*** EXERCISE DATA Section Begins ***

PR #6663, opened 2022-12-15
feat(css/parser): normalize declaration and important

alexander-akait:
**Description:**

Normalize declartion and important, also found a bug in `swc_css_prefixer` (because we don't check case) and fixed

**BREAKING CHANGE:**

No

No

### DIFF
--- a/crates/swc_css_codegen/src/lib.rs
+++ b/crates/swc_css_codegen/src/lib.rs
@@ -2763,9 +2763,9 @@ fn minify_hex_color(value: &str) -> String {
             if length == 6 || chars[6] == b'f' && chars[7] == b'f' {
                 let mut minified = String::with_capacity(3);
 
-                minified.push((chars[0] as char).to_ascii_lowercase());
-                minified.push((chars[2] as char).to_ascii_lowercase());
-                minified.push((chars[4] as char).to_ascii_lowercase());
+                minified.push(chars[0] as char);
+                minified.push(chars[2] as char);
+                minified.push(chars[4] as char);
 
                 return minified;
             }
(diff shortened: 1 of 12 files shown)


crates/swc_css_codegen/src/lib.rs
```diff
@@ -2763,27 +2763,27 @@ fn minify_hex_color(value: &str) -> String {
...
                 return minified;
             }
             // 8 -> 4
             else if length == 8 && chars[6] == chars[7] {
                 let mut minified = String::with_capacity(4);
 
-                minified.push((chars[0] as char).to_ascii_lowercase());
-                minified.push((chars[2] as char).to_ascii_lowercase());
-                minified.push((chars[4] as char).to_ascii_lowercase());
-                minified.push((chars[6] as char).to_ascii_lowercase());
```
alexander-akait, line 2779: Forgot to remove it too, we don't need it, because we already normalize hex colors

crates/swc_css_codegen/src/lib.rs
```diff
@@ -2763,27 +2763,27 @@ fn minify_hex_color(value: &str) -> String {
...
+                minified.push(chars[4] as char);
+                minified.push(chars[6] as char);
 
                 return minified;
             }
         }
     }
 
-    value.to_ascii_lowercase()
+    value.to_string()
```
alexander-akait, line 2786: Ideally rewrite it on `Cow`, but let's do it in the separate PR

kdy1 (approved):
swc-bump:
 - swc_css_codegen
 - swc_css_parser
 - swc_css_minifier
 - swc_css_prefixer

PR #6666, opened 2022-12-15
test(css/parser): check we don't have a regression

alexander-akait:
**Description:**

I have an internal report (on twitter) that we've already had issues with this, just check we don't have an issue anymore

**BREAKING CHANGE:**

No

No


kdy1 (approved):
swc-bump:
 - dbg-swc

PR #6674, opened 2022-12-18
refactor(css/codegen): do not use `raw`

alexander-akait:
**Description:**

Refactor codegen and do not use `raw`, also:
1. fix bug with printing `e\32px` dimension (we need to escape as in spec)
2. do not parser wrong hash token as color
3. fix especaping in `"` in `Str`
4. fix serialization in raw URL
5. support `element()` function (before we parse it as hash, now as id selector)

**BREAKING CHANGE:**

Yes, we don't use `raw` in codegen, except printing tokens, so if you want to inject something non standard, you should use `ListOfComponentValues` with `PreservedToken`

No


crates/swc_css_ast/src/base.rs
```diff
@@ -190,6 +190,8 @@ pub enum ComponentValue {
     SupportsCondition(Box<SupportsCondition>),
     #[tag("Declaration")]
     Declaration(Box<Declaration>),
+    #[tag("IdSelector")]
+    IdSelector(Box<IdSelector>),
```
kdy1, line 194: Is this change really required?

alexander-akait:
@kdy1 Rebased too

kdy1 (dismissed):
swc-bump:
 - swc_css_ast --breaking

alexander-akait:
@kdy1 Rebased too

kdy1 (changes requested):
CI failed

alexander-akait:
@kdy1 Fixed too :+1:

kdy1 (approved):

PR #10464, opened 2025-05-14
feat(es/utils): Improve ExprExt API

leafypout:
**Description:**
This PR moves a lot of expression simplification code out of the simplifier into `ExprExt`, so that users can take advantage of some of these powerful expression evaluations in their own visitors and other code using swc. For instance, previously if you wanted to get an expression like `1 + 1` as a number, even using `as_pure_number` wouldn't work; you had to clone the node, run `expr_simplifier` pass on it, and try get the node as a `Expr::Lit(Lit::Num(..))`. This PR completely removes the need for this hack, allowing users to use the same functionality and tools that the simplifier uses.

I believe this PR is a huge step in the right direction for improving the experience for people implementing their own visitors that need to evaluate, or get the type of, certain expressions, without using a hack like the aforementioned one. The APIs available in `ExprExt` provide the same functionality as counterparts like Babel's `path.evaluate()`, so I believe it's critical these APIs support as many cases as possible.

Because of these changes, the simplifier has been heavily refactored to use these APIs (like `cast_to_number`) instead of using functions that are only available in the simplifier. This means some design patterns in the simplifier had to be changed.

The simplifier has also been improved slightly when handling binary expressions (refer to breaking change).

**BREAKING CHANGE:**

The simplifier in swc is responsible for simplifying expressions, which is used by the minifier. One of the features of the simplifier is that it isn't supposed to replace binary expressions with a literal value if the literal value is longer than the original expression. Some expressions, like `1 << 31` (which evaluates to `-2147483648`) were previously being replaced, making the expression longer than the original. This behavior is obviously undesirable, and has been fixed. Anyone using the simplifier pass prior to using their own visitors should use the APIs available in `ExprExt` if they need to evaluate an expression to a value, instead of relying on an expression being simplified by the simplifier. For example, you can check if an expression has the type `Type::Num` with `get_type`, and then proceed to use `as_pure_number` or `cast_to_number` to evaluate the expression to a number.


leafypout:
Regarding the updated test files and the binary expression simplification, this is still using the same code as before. I noticed expressions like these are still being replaced if the expression is longer, so I'm going to assume these test files maybe weren't updated before, or maybe they've changed like this now because of another change, I'm not sure.
image

kdy1:
I think it will slow down everything

kdy1:
If you want to evaluate something, you can use something like https://rustdoc.swc.rs/swc_ecma_minifier/eval/struct.Evaluator.html

leafypout:
> I think it will slow down everything

Could you explain why you think this? A lot of the code remains the same, just moved into ExprExt, and the only other changes is with some design changes to simplifier (mainly the functions that return `Option<Expr>`), so I don't see why it would.



> If you want to evaluate something, you can use something like https://rustdoc.swc.rs/swc_ecma_minifier/eval/struct.Evaluator.html

I haven't looked into this much, but I don't think this is the right approach for some use cases. If say I have an `Expr` that I want to get as a number, shouldn't I simply be able to use `as_pure_number`? That seems like the whole point of the API.

leafypout:
Also, seems like the Evaluator API is only for `Module`s and not `Script`s

kdy1:
You can fix merge conflicts and wait for the benchmark CI

leafypout:
> You can fix merge conflicts and wait for the benchmark CI

Okay sure.

Also I looked into the internal code for Evaluator. FYI I don't think it will be good for my use case (and other people's use cases similar to mine). I mainly need it for binary expressions. The expression simplifier doesn't guarantee a binary expression will be simplified (because it checks if it becomes shorter). That's why we need some other API like `cast_to_number` to support it. Not sure if this helps you understand our need or not. Maybe there is a better way to do this

kdy1:
I didn't read the PR body yet, I'll read it tomorrow. I just wrote my concern, but maybe the concept of depth in `ExprCtx` may resolve the performance drop.

leafypout:
Nevermind, misread `&Program` for `Program` in your reply. Yeah I think this will work. I'll see how this goes

leafypout:
I don't think this is going to work. `Evaluator` doesn't seem to support `BinExpr` and I don't see a way that we can add it either without refactoring code from the simplifier, because running the simplifier pass on the node won't work (I think) because of the span check.

kdy1:
> It has the concept of Mode internally, which can be used to determine short vs always-eval

It can be added to the evaluator.

PR #10474, opened 2025-05-16
fix(es/renamer): Fix (broken) identifier preserving API

kdy1:
**Description:**

The previous API is just broken


mischnic:
What is the difference between `fn unresolved_symbols` and `fn preserve_name`? Do they behave the same just with a different API?

PR #10476, opened 2025-05-18
refactor(es/lexer): faster path in as_keyword

bvanjoi:


kdy1:
image
image

It seems to have a negative impact on the performance

PR #10477, opened 2025-05-18
[WIP] refactor(es/ast): Span

CPunisher:
This is WIP. Whether or not I continue depends on the results of the benchmark.


CPunisher:
There's 1% improvement which is not too worthy

PR #10483, opened 2025-05-19
perf(es/utils): Stop visiting once found in `EvalFinder`

bvanjoi:


crates/swc_ecma_transforms_base/src/rename/eval.rs
```diff
@@ -26,12 +26,10 @@ impl Visit for EvalFinder {
...
-        if let Callee::Expr(e) = c {
-            if e.is_ident_ref_to("eval") {
-                self.found = true
-            }
+        if c.as_expr().is_some_and(|e| e.is_ident_ref_to("eval")) {
+            self.found = true;
+        } else {
+            c.visit_children_with(self);
         }
     }
```
kdy1, line 34: Can you add `visit_stmt` that checks for `self.found`?

bvanjoi: I'm not clear on the main point here - could you please explain this in more detail?

kdy1: It would allow stop visiting once `self.found` is true.

```rust
fn visit_stmt(&mut self, s: &Stmt) {
	if self.found {
		return;
	}

	s.visit_children_with(self);
}

```


This will stop going into a statement if it's found. Also, please add `visit_expr` too

kdy1 (approved):

PR #10485, opened 2025-05-19
chore(es/parser): use stacker in utils

bvanjoi:


crates/swc_ecma_lexer/Cargo.toml
```diff
@@ -42,11 +42,9 @@ phf                   = { workspace = true, features = ["macros"] }
 swc_atoms             = { version = "5.0.0", path = "../swc_atoms" }
 swc_common            = { version = "10.0.0", path = "../swc_common" }
 swc_ecma_ast          = { version = "10.0.0", path = "../swc_ecma_ast" }
+swc_ecma_utils        = { version = "14.0.0", path = "../swc_ecma_utils" }
```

*** EXERCISE DATA Section Ends ***

[TASK]
Using the entries above, return each line that includes the word "broken".

[RESULT FOR THIS EXERCISE]
fix(es/renamer): Fix (broken) identifier preserving API
The previous API is just broken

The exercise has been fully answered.